I started wondering – What does ‘healed’ look like? Sound like? Feel like? We hear the terms ‘healing’ and ‘closure’ all the time on TV and the media, but how does this manifest itself if it is to be anything more than lip-service to our emotional need? How do our ‘external’ images of healing and closure compare with our internal phenomenological reality? Do we seek a way of being on the outside, in the world as it were, to the detriment of the felt experience of healing on the inside? And what of the ‘change’ of healing? In healing, what heals? What do we change from and to? What’s different when we are healed. Simply saying ‘I feel better’ isn’t enough.

Well, that’s a lot of questions. I’d better start thinking of some answers. In no particular order, as they say.

UnSafety

The first thing which occurs to me when it comes to the effects of trauma is the loss of emotional safety. I see this as one of the more important, yet least spoken of, casualties of trauma and therefore one of the most important elements of healing. Let’s take it as read that the traumatic events has passed and there is no more physical threat or harm. Where, then, is the un-safety?

Although we accept quite readily the emotional pain of trauma, how often do we see emotional pain as causing us harm in and of itself? We know that this pain can be, and often is, agonizing. It can lead to self-harm and suicide, and the very expectation of such pain can be terrifying. A client spoke of how, as a child, he would “scream inside as the depression slid over me, begging it not to come, as though trying to fend off the torturer. The misery, the grief, the uncontrollable tears and the humiliation of being seen were all too excruciating to bear. Not to mention the fear of punishments to come for being like this”.

Feeling it twice

The constant companion of all painful emotions is anxiety. Repeated terrors of what happened haunt us for years, manifesting as memories, flashbacks and so on, re-traumatising us out of the blue. As they do this, they give us something more to be afraid of. The event may be long over, but the memory is just as frightening and could come back any time. So, we get to a state where the thing we are most afraid of is the return of our own emotions, especially in a way we cannot control. We become afraid of what we are going to feel again. Afraid of not being able to stop it.

Fear (let’s stop messing around and call anxiety what it is) has to be the omnipresent emotion because it presages all others. Any emotion which hurts is an emotion we’re going to be afraid of. Even if that emotion is fear itself. It’s the double whammy – not only are you going to be grieving, ashamed or afraid. You’re going to feel afraid of feeling grief, shame and fear too.

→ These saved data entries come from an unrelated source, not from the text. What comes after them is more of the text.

PR #2368, opened 2022-11-04
subscriber: fix wrong `doc_cfg` attribute

hawkw:
This `doc_cfg` attribute's `cfg` part has multiple predicates without an `all`, which iis what's breaking the netlify build. I'm...kind of surprised this ever succeeded, since the cfg is malformed...


davidbarsky:
oh, wild! i was able to reproduce this this `env RUSTDOCFLAGS="--cfg docsrs" cargo doc --no-deps --all-features`.

davidbarsky (approved):

Issue #2359, opened 2022-10-28
Move tracing-subscriber test/support module into tracing-mock


hds:
## Feature Request

Refactor  [`tracing-subscriber::tests::support`](https://github.com/tokio-rs/tracing/blob/68f830d392b3b2fc07704d107d223414a1291da4/tracing-subscriber/tests/support.rs) and `tracing-mock` so that some items currently defined as public in `tracing-mock` can be made not-public (specifically `pub(crate)`).

### Crates

* `tracing-subscriber`
* `tracing-mock`

### Motivation

While documenting `tracing-mock`, I found a couple of things in the `collector` module which are public, but don't need to be **except** that they're used in the module [`tracing-subscriber::tests::support`](https://github.com/tokio-rs/tracing/blob/68f830d392b3b2fc07704d107d223414a1291da4/tracing-subscriber/tests/support.rs).

In the context of #539, this is potentially exposing parts of `tracing-mock` that it would be better not to expose. For example the num [`collector::Expect`](https://github.com/tokio-rs/tracing/blob/68f830d392b3b2fc07704d107d223414a1291da4/tracing-mock/src/collector.rs) is currenlty public, leaving it this way would make adding new expectations a breaking change.

### Proposal

Move everything needed by `tracing-subscriber` tests  (that uses potential `tracing-mock` internals) into `tracing-mock` itself and put it behind a feature flag.

### Alternatives

Another solution would be to duplicate the required parts of `tracing-mock` in the `support` module - which I think is how it was set up before.

Or these public items could be reworked to ensure forward comaptibility, for example by adding `#[non_exhaustive]` to the previously mentioned `Expect` enum.

PR #2369, opened 2022-11-04
mock: move subscriber mock from tracing-subscriber tests

hds:
## Motivation

The `tracing-subscriber` module `tests::support` included functionality to mock a subscriber (via the `Subscribe` trait). This code depends on some items from `tracing_mock::collector` which should otherwise not be public.

## Solution

This change moves the mocking functionality inside `tracing-mock` behind a feature flag. Allowing the `Expect` enum and `MockHandle::new` from `tracing_mock::collector` to be made `pub(crate)` instead of `pub`. Since it's now used from two different modules, the `Expect` enum has been moved to its own module.

This requires a lot of modifications to imports so that we're not doing wildcard imports from another crate (i.e. in `tracing-subscriber` importing wildcards from `tracing-mock`).

Closes: #2359

### DIFF
--- a/tracing-mock/Cargo.toml
+++ b/tracing-mock/Cargo.toml
@@ -17,10 +17,6 @@ edition = "2018"
 rust-version = "1.49.0"
 publish = false
 
-[features]
-default = []
-subscriber = ["tracing-subscriber"]
-
 [dependencies]
 tracing = { path = "../tracing", version = "0.2", default-features = false }
 tracing-core = { path = "../tracing-core", version = "0.2", default-features = false }
--- a/tracing-mock/Cargo.toml
+++ b/tracing-mock/Cargo.toml
@@ -17,9 +17,14 @@ edition = "2018"
 rust-version = "1.49.0"
 publish = false
 
+[features]
+default = []
+subscriber = ["tracing-subscriber"]
+
 [dependencies]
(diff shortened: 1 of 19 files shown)


tracing-mock/Cargo.toml
```diff
@@ -17,9 +17,14 @@ edition = "2018"
 rust-version = "1.49.0"
 publish = false
 
+[features]
+default = []
+subscriber = ["tracing-subscriber"]
```
hawkw, line 22: hmm, maybe we should just have the feature be the optional `tracing-subscriber` dep, instead of adding a separate feature flag? we could put `#[cfg(feature = "tracing-subscriber")]` on the code that requires the flag. i could be convinced either way, depends on what you think would be clearer to users...

hawkw (commented):
overall, this is great --- it's definitely much nicer to have everything all in the same place! i commented on a couple very small nits.

tracing-mock/Cargo.toml
hds: I don't have a strong opinion here either, so I'm going with the simpler approach and leaving the `[features]` section out completely and using `#[cfg(feature = "tracing-subscriber")]` as suggested.

hawkw (approved):
looks good to me, thanks!

PR #2373, opened 2022-11-09
mock: differentiate between mocks and expectations

hds:
## Motivation

The `tracing-mock` crate provides a mock collector (and a subscriber for
use by the tests in the `tracing-subscriber` crate) which is able to
make assertions about what diagnostics are emitted.

These assertions are defined by structs that match on events, span, and
their fields and metadata. The structs that matched these objects have
been called, up until now, mocks, however this terminology may be
misleading, as the created objects don't mock anything.

There were two different names for similar functionality with `only()`
and `done()` on fields and collectors/subscribers respectively. Using a
single name for these may make it easier to onboard onto `tracing-mock`.

## Solution

To reduce confusion, these structs have been split into two categories:
mocks and expectations.

Additionally, the `done()` function on the `Collector` and `Subscriber`
mocks has been replaced with `only()`. This matches the similar function
for `ExpectedField`, and may be more intuitive.

The mocks replace some component in the tracing ecosystem when a library
is under test. The expectations define the assertions we wish to make
about traces received by the mocks.

Mocks (per module):
* collector - `MockCollector`, no change
* subscriber - `MockSubscriber`, renamed from `ExpectSubscriber`

Expectations (per module):
* event - `ExpectedEvent`, renamed from `MockEvent`
* span - `ExpectedSpan`, renamed from `MockSpan`
* field - `ExpectedField` and `ExpectedFields`, renamed from `MockField`
  and `Expected`. Also `ExpectedValue` renamed from `MockValue`.
* metadata - `ExpectedMetadata`, renamed from `Expected`

Refs: https://github.com/tokio-rs/tracing/issues/539


davidbarsky (approved):
this looks good to me overall—I like the changes.

quick question about `.only()` being used at the top, Collector level: is that only necessary to to ensure that that it's an exact match? if so, can that be elided entirely?

hds:
The `.only()` (previously `.done()` for the `MockCollector`) ensures that no further traces are received after the specified ones. This is roughly equivalent to checking that there are no additional fields when `only()` is used on an `ExpectedFields`.

I don't think I understand the question about eliding it complete though.

PR #2377, opened 2022-11-11
mock: change helper functions to `expect::<thing>`

hds:
## Motivation

The current format of test expectations in `tracing-mock` isn't ideal. The format `span::expect` requires importing `tracing_mock::<thing>` which may conflict with imports from other tracing crates, especially `tracing-core`.

## Solution

So we change the order and move the functions into a module called `expect` so that:
* `event::expect` becomes `expect::event`
* `span::expect` becomes `expect::span`
* `field::expect` becomes `expect::field`

This format has two advantages.
1. It reads as natural English, e.g "expect span"
2. It is no longer common to import the modules directly.

Regarding point (2), the following format was previously common:

```rust
use tracing_mock::field;

field::expect();
```

This import of the `field` module may then conflict with importing the same from `tracing_core`, making it necessary to rename one of the imports.

The same code would now be written:

```rust
use tracing_mock::expect;

expect::field();
```

Which is less likely to conflict.

This change also fixes an unused warning on `MockHandle::new` when the `tracing-subscriber` feature is not enabled.

Refs: #539


hawkw:
looks like rustfmt needs to be run? https://github.com/tokio-rs/tracing/actions/runs/3446620438/jobs/5751783258

hds:
> looks like rustfmt needs to be run? https://github.com/tokio-rs/tracing/actions/runs/3446620438/jobs/5751783258

Whoops. Thanks!

tracing-mock/src/expect.rs
```diff
@@ -19,3 +19,25 @@ pub(crate) enum Expect {
...
+        name: name.into(),
+        value: ExpectedValue::Any,
+    }
+}
+
+pub fn span() -> ExpectedSpan {
+    ExpectedSpan {
+        ..Default::default()
+    }
+}
```
hawkw, line 43: this is unrelated to this PR, but it occurs to me that these probably ought to have `#[must_use]` annotations on them, since calling these functions and dropping the result will do nothing. we should probably do a pass to add `#[must_use]` annotations as part of the release prep, in a follow-up PR...

hawkw (approved):
the new API looks great, thanks! 

there's _probably_ some places where imports in our existing tests can now be made a bit nicer, since we can import the `tracing::{span, event}` modules without clashing, but i think it's fine to not do that in this branch, especially since the diff is already quite large.

PR #2378, opened 2022-11-11
fix(docs): Remove accidentally duplicated words

LeoniePhiline:
## Motivation

There is a small wording mistake in the tracing-subscriber docs that can be fixed quickly and easily.

## Solution

Two duplicate words were removed.


hawkw (approved):
thanks, good catch!

PR #2384, opened 2022-11-16
Remove `doc(html_root_url)` attribute from all crates.

### LINKED ISSUE #2383: `tracing-core` referring to documentation for an old version
While working on some cursed projects, this [line](https://github.com/tokio-rs/tracing/blob/138b9377f592a4d1c4ade31b89bf46bc2d0e5964/tracing-core/src/lib.rs#L135) in `tracing-core` came to my attention.

Is there a reason why we pin the HTML root for the docs to the documentation generated for `0.1.17`, while the current latest is `0.1.30`?

LukeMathWalker:
Fixes #2383

### DIFF
--- a/tracing-appender/src/lib.rs
+++ b/tracing-appender/src/lib.rs
@@ -121,7 +121,6 @@
 //! supported compiler version is not considered a semver breaking change as
 //! long as doing so complies with this policy.
 //!
-#![doc(html_root_url = "https://docs.rs/tracing-appender/0.1.1")]
 #![doc(
     html_logo_url = "https://raw.githubusercontent.com/tokio-rs/tracing/master/assets/logo-type.png",
     html_favicon_url = "https://raw.githubusercontent.com/tokio-rs/tracing/master/assets/favicon.ico",
--- a/tracing-attributes/src/lib.rs
+++ b/tracing-attributes/src/lib.rs
@@ -52,7 +52,6 @@
 //! supported compiler version is not considered a semver breaking change as
 //! long as doing so complies with this policy.
 //!
-#![doc(html_root_url = "https://docs.rs/tracing-attributes/0.1.11")]
 #![doc(
     html_logo_url = "https://raw.githubusercontent.com/tokio-rs/tracing/master/assets/logo-type.png",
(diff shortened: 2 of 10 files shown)


davidbarsky (approved):
Thanks so much!

hawkw:
Great, thank you!

arpadav:
Was this just removed because it was neglected to be updated?

I have an internal project where our offline docs aren't properly linking to `tracing` because these lines were removed. According to `rustdoc`, the [`html_root_url`](https://doc.rust-lang.org/rustdoc/write-documentation/the-doc-attribute.html#html_root_url) attribute is used as a fallback for this exact reason. Most other crates do include this and have no problems linking.

The motivation behind this is because our project docs are all local/offline and generated using `cargo doc --workspace --no-deps`. Everything in our workspace is related to the project, for which we care about the docs. And yes, if I were to remove `--no-deps` then it links correctly, since it is generated offline and to our servers. The problem is then we have 500+ dependencies + packages to sift through on the left-hand side (see attached) which eliminates the entire point of having an easily navigable doc for just our workspace. 

image

I know this is less of a `tracing` related issue and more of a general way `cargo doc` is written, but are there plans for this to be re-introduced?

arpadav:
It has come to my attention that this is [no longer recommended](https://github.com/rust-lang/api-guidelines/pull/230), but there still seems to be a [rift](https://users.rust-lang.org/t/you-do-not-need-html-root-url/73678/3) between offline-docs users and devs who need to tediously update this archaic macro.

`tracing` devs, you can ignore my ramblings, and no need to answer the comment above: it's fine if kept removed

But for any users who find this and encounter the same issue, you can use [this unstable flag](https://doc.rust-lang.org/nightly/cargo/reference/unstable.html#rustdoc-map) by editing your `.cargo/config.toml` to map docs. E.g.:

```toml
# in `.cargo/config.toml`
[doc.extern-map.registries]
crates-io = "https://docs.rs/"
```

then to generate docs

```bash
cargo +nightly doc --no-deps --workspace -Zrustdoc-map -Zunstable-options
```

PR #2402, opened 2022-11-29
Implement `layer::Filter` for `Option<Filter>`

jsgf:
## Motivation

It's currently awkward to have an optional layer filter.

## Solution

Implement `Filter<S>` for `Option<F> where F: Filter<S>`, following the example of `Layer`. A `None` layer filter passes everything through.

So the healing I’m talking about here is achieving at least some safety from the repeated emotional pain of loss and grieving. Safety from uncertainty and anxiety. I’m not so naïve as to think that these emotions can be ‘cured’ and done away with. We’re sweeping up leaves in the forest here. But, if we can create small clearings, places where we can hold these emotions in their place by understanding they are ours to keep and care for, then perhaps we can create safe places for us to begin to heal.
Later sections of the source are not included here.